I did my doctoral degree on "Optimal Control Problems Involving Parabolic Differential and Parabolic Integro-Differential" Equations from the Department of Mathematics, Indian Institute of Technology, Mumbai, India, under the supervision of Prof. Mohan C. Joshi and Prof. Amiya K. Pani. I joined the Department of Mathematics, BITS-Pilani KK Birla Goa Campus in 2006. My research area is numerical analysis and optimal control theory.

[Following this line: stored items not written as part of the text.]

PR #732, opened 2018-10-02
Remove outdated changelog

greysteil:
It looks like this changelog is now very outdated (the last entry was 2013), so should probably be removed.

I'm also interested in whether the tests pass with this cosmetic change, to see whether the failures on #729, #730 and #731 are genuine.


kgf:
That's a clever tactic. I agree, this is probably not related !

kgf:
This is no longer needed, we got the test suite going again.

greysteil:
Awesome - sorry, was midnight here and I needed some rest. Thanks for picking up!

kgf:
No problem. And I think I'll update the changelog from my comments in the releases section. The test suite fix was all thanks to @buitranquyet

Issue #598, opened 2017-11-05
Events archive date columns sort by ASCII rather than by date


VanAuken:

vsrnth:
Is there some sample data to reproduce this bug?

PR #741, opened 2018-10-05
events archive sort by date

Erin-Christensen:
added data-order attribute to the start-time and end-time <td> tags. This allows these columns to be sorted by the unformatted timestamps.
Fixes issue #598

### DIFF
--- a/app/views/events/archives.html.erb
+++ b/app/views/events/archives.html.erb
@@ -18,10 +18,10 @@
       <tr class='<%= column_color_class(e) %>'>
         <td><%= link_to e.title, e %></td>
         <td><%= e.location %></td>
-        <td><time>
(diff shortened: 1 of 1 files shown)


kgf:
Thanks for your help !
I'm not familiar with this approach. We don't need to add hidden columns for the sorting, like this ?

As part of my research work, I am working on the optimal control problems for linear and nonlinear partial differential equations and their applications, emphasizing theory and computation. The concept of controllability denotes the ability to move a system around in its entire configuration space using only specific admissible manipulations. The time-optimal control problem involves finding control in an admissible set that minimizes the particular cost functional. These problems arise naturally in various areas of science and technology, such as controlling the heat in the electrically heated oven and reheating furnaces, controlling the crystal growth/dissolution in the chemical process, controlling the crystal growth/dissolution in the chemical process, control of the concentration of an activator in biochemistry, and optimal portfolio selection process in the financial market. The theory of optimal control is one of the significant application areas in mathematics today. From its early origin to meet the demands of the automatic control system design in engineering, it has grown steadily in scope and has spread to many unrelated distinct areas such as economics and bio-sciences. My Ph.D. thesis focused on the optimal control problems associated with the controllability of parabolic differential equations and parabolic integro-differential equations using semi-group theory. We also perform numerical experiments on the penalized optimal control problems for different target states or final states for various control problems. Presently, I am working in the following areas: 

• Numerical approximation of optimal control problems involves partial differential equations by the virtual element method (VEM), a recently developed technique.
• Application of optimal control theory in software reliability growth modelling.
• Studying the decay rates and developing stabilization of finite element approximation to weakly damped wave equation and extending the analysis to strongly damped wave equation.
• Developing physics-informed Galerkin neural networks for optimal control problems governed by elliptic and parabolic partial differential equations (PDEs).